読む者をも欺く妖艶さで騙す女と、次々にその虜となる男たち。どこまでが虚構で、何が真実なのかがわからなくなり、もうすべてが虚構でできているのでは、と思わせる不思議な世界観です。あまりの華やかさに、時折差す厳しい現実の影にはっとさせられるでしょう。

『殺人リレー』では、友人を殺したかもしれないバスの運転士の男を警戒しながらも、彼の魅力にどんどん心を奪われてしまう女車掌の姿が。『火星の女』では、身体的なコンプレックスを持った少女が処女を奪われたことをきっかけに、壮絶な復習劇を展開していく姿が、それぞれ手紙の形で綴られていきます。

少女たちの切ないまでの狂気は、ため息が出るほど美しく、心を奪われてしまうほどです。夢野久作お馴染みのカタカナが多用された文体が、その世界観をより魅力的にしているのではないでしょうか。作品を通して、分かりやすくシンプルに女の念が描写され、読後なんとも言えない余韻に包まれる作品です。

5・夢野久作が描く恐ろしい恋愛短篇小説 『支那米の袋』

書簡体形式と並んで夢野久作が得意とする、主人公の1人語り・独白体形式が用いられた短篇小説です。とても短い作品ですから、いきなり長編や中編に挑戦するのが不安な方は、まず短篇で肩慣らししてみると良いかもしれません。

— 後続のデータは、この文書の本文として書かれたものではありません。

PR #306, opened 2017-02-22
Fixes addition of images.

### LINKED ISSUE #305: Inserting text after images is not working.
Inserting text after images is not working and is causing data loss.

**Steps to reproduce:**

1. Add an image to an empty post.
2. Type some text after it.
3. When the image finishes downloading, switch to HTML mode and back.

You'll notice any text after the image is lost.

diegoreymendez:
Fixes adding images to the DOM so that only differences will be applied.  Also removes some weird issues that were causing images to be duplicated.

Fixes #305 

**How to test the previous issue:**

1. Launch the editor in 0.5a4.
2. Open the empty editor demo.
3. Insert and image and type just "a".
4. Switch to HTML mode.

You'll notice the image tag is duplicated.

### DIFF
--- a/Aztec/Classes/Libxml2/DOMString.swift
+++ b/Aztec/Classes/Libxml2/DOMString.swift
@@ -242,7 +242,7 @@ extension Libxml2 {
         /// - Parameters:
         ///     - range: the range to remove the style from.
         ///
-        func removeImageURL(spanning range: NSRange) {
+        func removeImage(spanning range: NSRange) {
             performAsyncUndoable { [weak self] in
                 self?.removeImageSynchronously(spanning: range)
             }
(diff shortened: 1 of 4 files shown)


SergioEstevao:
@diegoreymendez has you can see above, some tests are failing.

Beside this, there is still an issue when you try to insert text before an img.

Try this:
 - Start the empty demo 
 - Insert a single image
 - Add text after the image
 - Switch to html and see the text is inserted after the image.
 - Switch to visual
 - Insert text before the image
 - switch back to html
  - see that text was added in the wrong place.

Aztec/Classes/Libxml2/DOMString.swift
```diff
@@ -6,7 +6,10 @@ extension Libxml2 {
     /// a string.
     ///
     /// Any requests made to this class are performed in its own queue (sometimes synchronously,
-    /// sometimes asynchronously).
+    /// sometimes asynchronously).  Public methods are resopnsible for queueing requests, while all
```
SergioEstevao: Small typo: responsible

PR #310, opened 2017-02-22
Issue/182 implement headers

### LINKED ISSUE #182: Add support for different font sizes.
Add support for different font sizes.

SergioEstevao:
Fixes #182 

This PR implement supports for the H1 tag.

How to test:
 - Open the demo app
 - Check that the header was applied correctly
 - Check if editing inside the header works correctly
 - Check if editing around the header (before, after) works correctly
 - Add a new line on the end of header text and check if style gets broken
 - Add a new line on the middle of the header and check if style is kept on the new line

@diegoreymendez can you have a look I'm having issue with editing around the header, the mapping looks incorrect.

### DIFF
--- a/Aztec/Classes/Formatters/HeaderFormatter.swift
+++ b/Aztec/Classes/Formatters/HeaderFormatter.swift
@@ -1,0 +1,59 @@
+import Foundation
+import UIKit
+
+class HeaderFormatter: ParagraphAttributeFormatter {
+
+    let elementType: Libxml2.StandardElementType = .h1
+
+    let placeholderAttributes: [String : Any]?
+
+    init(placeholderAttributes: [String : Any]? = nil) {
+        self.placeholderAttributes = placeholderAttributes
+    }
+
+    func apply(to attributes: [String : Any]) -> [String: Any] {
+        var resultingAttributes = attributes
+        let newParagraphStyle = ParagraphStyle()
+        if let paragraphStyle = attributes[NSParagraphStyleAttributeName] as? NSParagraphStyle {
+            newParagraphStyle.setParagraphStyle(paragraphStyle)
+        }
+        newParagraphStyle.paragraphSpacing += Metrics.defaultIndentation
+        newParagraphStyle.paragraphSpacingBefore += Metrics.defaultIndentation
+        resultingAttributes[NSParagraphStyleAttributeName] = newParagraphStyle
+
+        if let font = attributes[NSFontAttributeName] as? UIFont {
+            let newFont = font.withSize(36)
+            resultingAttributes[NSFontAttributeName] = newFont
+        }
+
+        return resultingAttributes
+    }
+
+    func remove(from attributes:[String: Any]) -> [String: Any] {
+        var resultingAttributes = attributes
+        let newParagraphStyle = ParagraphStyle()
+        guard let paragraphStyle = attributes[NSParagraphStyleAttributeName] as? ParagraphStyle,
+            paragraphStyle.headerLevel != 0 else {
+            return resultingAttributes
+        }
+        newParagraphStyle.setParagraphStyle(paragraphStyle)
+        newParagraphStyle.paragraphSpacing -= Metrics.defaultIndentation
+        newParagraphStyle.paragraphSpacingBefore -= Metrics.defaultIndentation
+        resultingAttributes[NSParagraphStyleAttributeName] = newParagraphStyle
+
+        if let font = attributes[NSFontAttributeName] as? UIFont {
+            let newFont = font.withSize(16)
+            resultingAttributes[NSFontAttributeName] = newFont
+        }
+
+        return resultingAttributes
+    }
+
+    func present(in attributes: [String : Any]) -> Bool {
+        if let paragraphStyle = attributes[NSParagraphStyleAttributeName] as? ParagraphStyle {
+            return paragraphStyle.headerLevel != 0
+        }
+        return false
+    }
+}
+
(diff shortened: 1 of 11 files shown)


diegoreymendez:
@SergioEstevao - I'm tackling the latest issue you found in #312.

diegoreymendez:
@SergioEstevao - I think we can separate this from the issue in #312, since that's caused by a problem with `UITextView`, and is not related to this.

SergioEstevao:
I still need to had a small fix when we delete a new line after a heading. I will ask for review after that.

SergioEstevao:

Aztec/Classes/Formatters/HeaderFormatter.swift
```diff
@@ -0,0 +1,87 @@
...
+            case .h2: return 24
+            case .h3: return 21
+            case .h4: return 16
+            case .h5: return 14
+            case .h6: return 11
+            }
+        }
+    }
+
+    let elementType: Libxml2.StandardElementType = .h1
```
diegoreymendez: This should be removed (I just checked and it's not being used).

Aztec/Classes/Formatters/HeaderFormatter.swift
```diff
@@ -0,0 +1,87 @@
...
+
+    var headerLevel: HeaderType = .h1
```
diegoreymendez: A few changes here:

1. Change `var` to `let`.
2. Remove the `= .h1` assignment, since the initializer is taking care of it.

Aztec/Classes/Libxml2/DOMString.swift
```diff
@@ -435,6 +448,23 @@ extension Libxml2 {
             rootNode.replaceCharacters(inRange: range, withElement: elementDescriptor)
         }
         
+        private static let headerLevels: [StandardElementType] = [.h1, .h2, .h4, .h5, .h6]
```
diegoreymendez: We're placing constants at the top of the files mostly, so it would be good to to the same for this one.

Aztec/Classes/Libxml2/DOMString.swift
```diff
@@ -435,6 +448,23 @@ extension Libxml2 {
...
+        private func elementTypeForHeaderLevel(_ headerLevel: Int) -> StandardElementType? {
+            if headerLevel < 1 && headerLevel > DOMString.headerLevels.count {
+                return nil
+            }
+            return DOMString.headerLevels[headerLevel - 1]
+        }
+
+
+        func applyHeader(_ headerLevel:Int, spanning range:NSRange) {
```
diegoreymendez: This should be inside the `// MARK: - Apply Styles` group.

Aztec/Classes/Libxml2/DOMString.swift
```diff
@@ -435,6 +448,23 @@ extension Libxml2 {
             rootNode.replaceCharacters(inRange: range, withElement: elementDescriptor)
         }
         
+        private static let headerLevels: [StandardElementType] = [.h1, .h2, .h4, .h5, .h6]
+        private func elementTypeForHeaderLevel(_ headerLevel: Int) -> StandardElementType? {
```
diegoreymendez: This should not be in the `// MARK: - Images` group.

Aztec/Classes/TextKit/ParagraphStyle.swift
```diff
@@ -3,8 +3,13 @@ import UIKit
 
 open class ParagraphStyle: NSMutableParagraphStyle {
 
+    enum EncodingKeys: String {
```
diegoreymendez: Make this private, since it's not necessary to access it from the outside.

Aztec/Classes/TextKit/ParagraphStyle.swift
```diff
@@ -96,15 +111,29 @@ open class ParagraphStyle: NSMutableParagraphStyle {
         copy.setParagraphStyle(originalCopy)
         copy.textList = textList
         copy.blockquote = blockquote
+        copy.headerLevel = headerLevel
 
         return copy
     }
 
+    open override var hash: Int {
```
diegoreymendez: What is the hash being used for?  I wasn't able to spot the need for this.

Aztec/Classes/TextKit/TextView.swift
```diff
@@ -605,6 +644,37 @@ open class TextView: UITextView {
...
+        var afterString = String(.newline)
+
+        if afterRange.endLocation < storage.length {
+            afterString = storage.attributedSubstring(from: afterRange).string
+        }
+
+        return afterString == String(.newline) && storage.isStartOfNewLine(atLocation: location)
+    }
+
+    @discardableResult func ensureRemovalOfSingleLineParagraphAttributes(insertedText text: String, at range: NSRange) -> Bool {
```
diegoreymendez: I have to admit I'm not able to quicly grasp why this is necessary by just reading the code.

Can you document this method, including information and possibly an example of why this is needed?

Aztec/Classes/TextKit/TextView.swift
```diff
@@ -605,6 +644,37 @@ open class TextView: UITextView {
         return false
     }
 
+    private func shouldRemoveSingleLineParagraphAttributes(insertedText text: String, at location: Int) -> Bool {
```
diegoreymendez: I have to admit I'm not able to quicly grasp why this is necessary by just reading the code.

Can you document this method, including information and possibly an example of why this is needed?

Aztec/Classes/TextKit/ParagraphStyle.swift
SergioEstevao: This is just good practice when you override the isEqual method, this can be used by the system to insert things in Dictionaries so if we have extra properties those should be taken in account.

SergioEstevao:

diegoreymendez:
This actually fixes #324, and partially fixes #182.

PR #311, opened 2017-02-22
Fixes some issues with text fragmentation.

diegoreymendez:
Fixes some issues that were causing `TextNode` fragmentation.

**How to test:**

1. Open the empty editor demo.
2. Type in "Abcdef"
3. In Xcode, place a breakpoint in `ElementNode:1289`
4. In the editor, type 1 last character "g".

Xcode should break.  Type:

`po self`

Make sure the whole text (minus the last "g") is in a single text node.

### DIFF
--- a/Aztec/Classes/Libxml2/DOM/ElementNode.swift
+++ b/Aztec/Classes/Libxml2/DOM/ElementNode.swift
@@ -1304,8 +1304,7 @@ extension Libxml2 {
 
                         let offset = intersection.location == 0 ? 0 : 1
 
-                        let textNode = TextNode(text: string, editContext: editContext)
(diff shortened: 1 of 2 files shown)


SergioEstevao:
Still seeing issues.
For example switch to html mode and insert this text: 
```<blockquote>quote</blockquote><p>Next Line</p>```
Then switch to visual mode and try to tap at the start of the text, just before quote...
All the styling is lost and the blockquote goes away.

diegoreymendez:
@SergioEstevao - This PR is only to fix the `TextNode` fragmentation issue.  We can continue testing for other issues in your main PR.

The blockquote issue you mention is also present in `develop` so we can treat that separately.

PR #316, opened 2017-02-23
Set the typing attributes to whatever is on the selection range when the html is set.

### LINKED ISSUE #312: Style loss issues
As reported by @SergioEstevao:

```
<blockquote>quote</blockquote><p>Next Line</p>
```

I tested this issue and I can confirm it in 0.5a4.

It may not be limited to `blockquotes`.

SergioEstevao:
Fixes #312

### DIFF
--- a/Aztec/Classes/TextKit/TextView.swift
+++ b/Aztec/Classes/TextKit/TextView.swift
@@ -255,7 +255,8 @@ open class TextView: UITextView {
         if storage.length > 0 && selectedRange.location < storage.length {
             typingAttributes = storage.attributes(at: selectedRange.location, effectiveRange: nil)
         }
-        delegate?.textViewDidChangeSelection?(self)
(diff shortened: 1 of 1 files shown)


Aztec/Classes/TextKit/TextView.swift
```diff
@@ -252,6 +252,10 @@ open class TextView: UITextView {
         font = defaultFont
         
         storage.setHTML(html, withDefaultFontDescriptor: font!.fontDescriptor)
+        if storage.length > 0 && selectedRange.location < storage.length {
+            typingAttributes = storage.attributes(at: selectedRange.location, effectiveRange: nil)
+        }
+        delegate?.textViewDidChangeSelection?(self)
```
diegoreymendez: If this is only for the toolbar, consider calling `TextViewFormattingDelegate`'s `textViewCommandToggledAStyle()` instead.

PR #532, opened 2017-06-16
FormatBar: Add popovers for pickers on iPad

frosty:
Follows on from #527. This PR displays the Header and List pickers as popovers on iPad. We're doing it at any size class, because it looks fine even when the view is compact, and even if the app is narrow the keyboard is still full width.

It's not my favourite implementation ever, but I feel like popovers are only a stop gap. I'd prefer to use custom views in the future and not actually 'present' another view controller. Let me know what you think.

To test:

* Run the demo app on iPad, and try using the heading and list menus. They should reflect the current state, and dismiss if you tap away from them or interact with the format bar. 
* They should work correctly no matter what size the app is at, and they should dismiss if you rotate the device.

Needs review: @SergioEstevao or @jleandroperez would one of you mind taking a look?

### DIFF
--- a/Example/Example/EditorDemoController.swift
+++ b/Example/Example/EditorDemoController.swift
@@ -199,13 +199,7 @@ class EditorDemoController: UIViewController {
     override func viewWillTransition(to size: CGSize, with coordinator: UIViewControllerTransitionCoordinator) {
         super.viewWillTransition(to: size, with: coordinator)
 
-        if optionsViewController != nil {
-            if presentedViewController == optionsViewController {
-                dismiss(animated: true, completion: nil)
-            }
-
-            optionsViewController = nil
-        }
+        dismissOptionsViewControllerIfNecessary()
     }
 
     // MARK: - Title and Title placeholder position methods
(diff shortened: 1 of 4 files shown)


Example/Example/EditorDemoController.swift
```diff
@@ -591,25 +608,62 @@ extension EditorDemoController : Aztec.FormatBarDelegate {
...
+            } else {
+                present(optionsViewController, animated: true, completion: selectRow)
+            }
+
+        } else {
+            self.addChildViewController(optionsViewController)
+            changeRichTextInputView(to: optionsViewController.view)
+            optionsViewController.didMove(toParentViewController: self)
+            selectRow()
         }
```
jleandroperez: Can we split this method into a couple smaller? Couple ideas below!

A. Show Options could call one of these two in the end:
```
- displayOptionsOnPad(optionsViewController:...
- displayOptionsOnPhone
```

B. potentially a method just dedicated to instantiating the Options VC?

frosty: Thanks for the suggestion! I've just pushed a tweak – could you take one more look please?

jleandroperez:
Merging right away, so that we can test this in the WPiOS + Aztec integration.
Thanks for taking good care of this @frosty, beautiful work!!

:shipit:

PR #544, opened 2017-06-21
FormatBar: A couple of RTL improvements

frosty:
This PR makes a few improvements to right-to-left support for the format bar. Previously, the overflow toggle was hidden, so it was impossible to show the extra items in the bar. Now it should be visible and usable:

formatbar-rtl

There is still an issue where the items in the bar are left aligned instead of right aligned, but I haven't been able to get to the bottom of that yet. At least, with this PR, the entire bar becomes usable. Hopefully we can address the alignment in a future PR.

Needs review: @jleandroperez

### DIFF
--- a/Example/Example/MoreAttachmentRenderer.swift
+++ b/Example/Example/MoreAttachmentRenderer.swift
@@ -30,7 +30,11 @@ extension MoreAttachmentRenderer: TextViewAttachmentImageProvider {
         UIGraphicsBeginImageContextWithOptions(size, false, 0)
 
         let label = attachment.text.uppercased()
-        let attributes = [NSForegroundColorAttributeName: textColor]
+
+        let paragraphStyle = NSMutableParagraphStyle()
+        paragraphStyle.baseWritingDirection = .leftToRight
+        let attributes: [String: Any] = [NSForegroundColorAttributeName: textColor, NSParagraphStyleAttributeName: paragraphStyle]
+
         let colorMessage = NSAttributedString(string: label, attributes: attributes)
 
         let textRect = colorMessage.boundingRect(with: size, options: [.usesLineFragmentOrigin, .usesFontLeading], context: nil)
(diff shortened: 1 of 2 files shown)


frosty:
@SergioEstevao I fixed the MORE text! Had to hardcode it to `leftToRight` to make it appear – which shouldn't be an issue for RTL, as it'll always be centered anyway.

Example/Example/MoreAttachmentRenderer.swift
```diff
@@ -30,7 +30,11 @@ extension MoreAttachmentRenderer: TextViewAttachmentImageProvider {
         UIGraphicsBeginImageContextWithOptions(size, false, 0)
 
         let label = attachment.text.uppercased()
-        let attributes = [NSForegroundColorAttributeName: textColor]
+
+        let paragraphStyle = NSMutableParagraphStyle()
+        paragraphStyle.baseWritingDirection = .leftToRight
```
SergioEstevao: this changes depending of the current local properties? If the more string is localised this can force the writing to be always left to right...

frosty: Does it matter in this case, if we always center the text between the dividers?

diegoreymendez: I know auto-layout is a bit of a headache, but it certainly feels like we're missing something if we need to force this setting here.

That said, workarounds can be acceptable if we document them explaining why they're needed.  Maybe even adding a link to this PR or the discussion.

The reason being: the next developer working on this code may very well remove this line without knowing what's affected by it.

SergioEstevao: @frosty humm, I'm just not sure is regarding if on an RTL language the .leftToRight forces the text to be written MORE instead of EROM...

SergioEstevao:
I'm merging this one because it's good enough for now, and we can address further RTL issues on another PR.

PR #557, opened 2017-06-22
Shift + enter no longer breaks paragraphs.

### LINKED ISSUE #553: Shift + enter should not interrupt paragraphs.
Shift+enter should not interrupt paragraphs, and instead produce a new line separated from the previous one by a line separator character (U+2028).

In lists it should produce a new line that's part of the same bullet as the previous line.

diegoreymendez:
Fixes #553 

To test:

* Launch the Demo with data, and make sure the lists look fine.
* Launch the empty Demo, and insert a list.
* Pressing shift + enter should no longer break paragraphs, and produce `<br>` elements in the HTML.


diegoreymendez:
Thank you @SergioEstevao !

PR #559, opened 2017-06-22
Remove gridicons references from the main Aztec pod.

SergioEstevao:
Only keep references that are done on the demo project.

There is only things that I see as issues if we remove Gridicons from the pod:

 - We don't get a default Missing Image on the TextView -> but this could be set for however is using the pod
 - We don't get a play icon on the the Video attachment, I was considering implementing a default play button icon using some CoreGraphics code ( a triangle with round corners)

If we agree with this solution I can go ahead and implement the play icon and remove the Gridicon dependency.

To test:
 - Build the pod
 - Check if all tests build and pass
 - Build the example
 - Run the example and check if nothing breaks.


diegoreymendez:
While having no dependencies is very convenient, I don't want to do it in detriment of not having default images.

The only scenario in which I'd consider removing those defaults is if we could force the client app to set those defaults.

Unfortunately, I don't think it's very feasible since our TextView could be instantiated in a number of different ways (in some cases with the initializer not taking any input parameters from the client app).

SergioEstevao:
To be honest at the moment if you don't set an attachment delegate the app will assert crash when trying to render an image. And that delegate is also not initiated by default.

The default image could be one of the pre-conditions also.

diegoreymendez:
@SergioEstevao - I'm ok with having the client app provide the default images through a delegate, but if that's the idea I'd need us to do the full conversion.

That is:
- You'd have to add the delegates and assertions in this PR,
- Once it's merged you'd have to integrate it into WPiOS to make sure we provide those defaults.

If that sounds fine then let me know when the changes are up.

SergioEstevao:
@diegoreymendez and/or @jleandroperez ready for another look.

AztecTests/Formatters/BlockquoteFormatterTests.swift
```diff
@@ -101,7 +100,7 @@ class BlockquoteFormatterTests: XCTestCase {
 
 private extension BlockquoteFormatterTests {
     var testTextView: TextView {
-        let view = TextView(defaultFont: UIFont.systemFont(ofSize: 14), defaultMissingImage: Gridicon.iconOfType(.image))
+        let view = TextView(defaultFont: UIFont.systemFont(ofSize: 14), defaultMissingImage: UIImage())
```
diegoreymendez: We're removing the default here, but not assigning a new one.

AztecTests/TextViewStubAttachmentDelegate.swift
```diff
@@ -17,11 +17,11 @@ class TextViewStubAttachmentDelegate: TextViewAttachmentDelegate {
         let placeholderImage: UIImage
         switch attachment {
         case _ as ImageAttachment:
-            placeholderImage = Gridicon.iconOfType(.image, withSize: imageSize)
+            placeholderImage = UIImage()
```
diegoreymendez: We're removing the default here, but not assigning a new one.

AztecTests/TextViewStubAttachmentDelegate.swift
```diff
@@ -17,11 +17,11 @@ class TextViewStubAttachmentDelegate: TextViewAttachmentDelegate {
...
         case _ as VideoAttachment:
-            placeholderImage = Gridicon.iconOfType(.video, withSize: imageSize)
+            placeholderImage = UIImage()
```
diegoreymendez: We're removing the default here, but not assigning a new one.

AztecTests/TextViewStubAttachmentDelegate.swift
```diff
@@ -17,11 +17,11 @@ class TextViewStubAttachmentDelegate: TextViewAttachmentDelegate {
...
         default:
-            placeholderImage = Gridicon.iconOfType(.attachment, withSize: imageSize)
+            placeholderImage = UIImage()
```
diegoreymendez: We're removing the default here, but not assigning a new one.

AztecTests/TextViewTests.swift
```diff
@@ -25,13 +24,13 @@ class TextViewTests: XCTestCase {
     // MARK: - TextView construction
 
     func createEmptyTextView() -> Aztec.TextView {
-        let richTextView = Aztec.TextView(defaultFont: UIFont.systemFont(ofSize: 14), defaultMissingImage: Gridicon.iconOfType(.attachment))
+        let richTextView = Aztec.TextView(defaultFont: UIFont.systemFont(ofSize: 14), defaultMissingImage: UIImage())
```
diegoreymendez: We're removing the default here, but not assigning a new one.

AztecTests/TextViewTests.swift
```diff
@@ -25,13 +24,13 @@ class TextViewTests: XCTestCase {
...
         richTextView.textAttachmentDelegate = attachmentDelegate
         return richTextView
     }
 
     func createTextView(withHTML html: String) -> Aztec.TextView {
-        let richTextView = Aztec.TextView(defaultFont: UIFont.systemFont(ofSize: 14), defaultMissingImage: Gridicon.iconOfType(.attachment))
+        let richTextView = Aztec.TextView(defaultFont: UIFont.systemFont(ofSize: 14), defaultMissingImage: UIImage())
```
diegoreymendez: We're removing the default here, but not assigning a new one.

AztecTests/TextViewTests.swift
```diff
@@ -40,7 +39,7 @@ class TextViewTests: XCTestCase {
 
     func createTextViewWithContent() -> Aztec.TextView {
         let paragraph = "Lorem ipsum dolar sit amet.\n"
-        let richTextView = Aztec.TextView(defaultFont: UIFont.systemFont(ofSize: 14), defaultMissingImage: Gridicon.iconOfType(.attachment))
+        let richTextView = Aztec.TextView(defaultFont: UIFont.systemFont(ofSize: 14), defaultMissingImage: UIImage())
```
diegoreymendez: We're removing the default here, but not assigning a new one.

AztecTests/TextViewTests.swift
```diff
@@ -58,7 +57,7 @@ class TextViewTests: XCTestCase {
 
     func testTextViewReferencesStorage() {
 
-        let textView = Aztec.TextView(defaultFont: UIFont.systemFont(ofSize: 14), defaultMissingImage: Gridicon.iconOfType(.attachment))
+        let textView = Aztec.TextView(defaultFont: UIFont.systemFont(ofSize: 14), defaultMissingImage: UIImage())
```
diegoreymendez: We're removing the default here, but not assigning a new one.

AztecTests/TextViewTests.swift
```diff
@@ -79,7 +78,7 @@ class TextViewTests: XCTestCase {
     // MARK: - Test Index Wrangling
 
     func testMaxIndex() {
-        let textView = Aztec.TextView(defaultFont: UIFont.systemFont(ofSize: 14), defaultMissingImage: Gridicon.iconOfType(.attachment))
+        let textView = Aztec.TextView(defaultFont: UIFont.systemFont(ofSize: 14), defaultMissingImage: UIImage())
```
diegoreymendez: We're removing the default here, but not assigning a new one.

AztecTests/TextViewTests.swift
```diff
@@ -92,7 +91,7 @@ class TextViewTests: XCTestCase {
     }
 
     func testAdjustedIndex() {
-        let textView = Aztec.TextView(defaultFont: UIFont.systemFont(ofSize: 14), defaultMissingImage: Gridicon.iconOfType(.attachment))
+        let textView = Aztec.TextView(defaultFont: UIFont.systemFont(ofSize: 14), defaultMissingImage: UIImage())
```
diegoreymendez: We're removing the default here, but not assigning a new one.

AztecTests/Formatters/BlockquoteFormatterTests.swift
SergioEstevao: Test file

AztecTests/TextViewStubAttachmentDelegate.swift
SergioEstevao: Test file.

AztecTests/TextViewStubAttachmentDelegate.swift
SergioEstevao: Test File.

AztecTests/TextViewTests.swift
SergioEstevao: Test file.

AztecTests/TextViewTests.swift
SergioEstevao: Test file.

AztecTests/TextViewTests.swift
SergioEstevao: Test File

AztecTests/TextViewTests.swift
SergioEstevao: Test file.

AztecTests/TextViewTests.swift
SergioEstevao: Test file.

AztecTests/TextViewTests.swift
SergioEstevao: Test file.

PR #560, opened 2017-06-22
Obliterating Fragmentation: Mark I

jleandroperez:
### Details:
In this initial PR, we're updating the NSAttributedStringToNodes helper's (priavte API's), so that we can address the Fragmentation Issue in a simple way.

Plus: since i was around, added support to serialize Pre elements (+ unit tests!!)

### Testing:
1. Run the unit tests
2. Run a smoke test over the Out Converter

cc @diegoreymendez


jleandroperez:
Closed in favor of #567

物語はロシア人女性・ワーニャの1人語りで進んでいきます。話している相手は日本の軍人。「殺したいくらいあんたに惚れてる」と話すワーニャは、過去に出会ったアメリカ人の話を始めます。その男に騙され、壮絶な体験をするワーニャですが、どこか楽しげに、小気味良く話す様子に、逆にワーニャの狂った精神を読み取ることができます。

著者
夢野 久作
出版日
2016-07-20

アメリカ人がワーニャに聞かせたという、恋愛の果ての、究極の男女の“遊び”。日本に古くから伝わるという、この“遊び”とはいったいなんでしょうか。物語の最後で、それが明らかになるとき、背筋がぞくりとする思いがします。

最後まで男を信じる、女の健気すぎる情愛が、切なさと恐ろしさを感じさせ、痛々しくもあります。独特のリズム感で物語は進んでいき、最後まで惹きつけられるこの作品。夢野久作が描く、幻想と狂気の世界を垣間見ることができるでしょう。


夢野久作のおすすめの作品を5つご紹介しました。有名な『ドグラ・マグラ』だけでなく、読み応えのある魅力的な作品が他にもたくさんあります。興味のある方は、ぜひその奇怪な世界観を覗いてみてくださいね。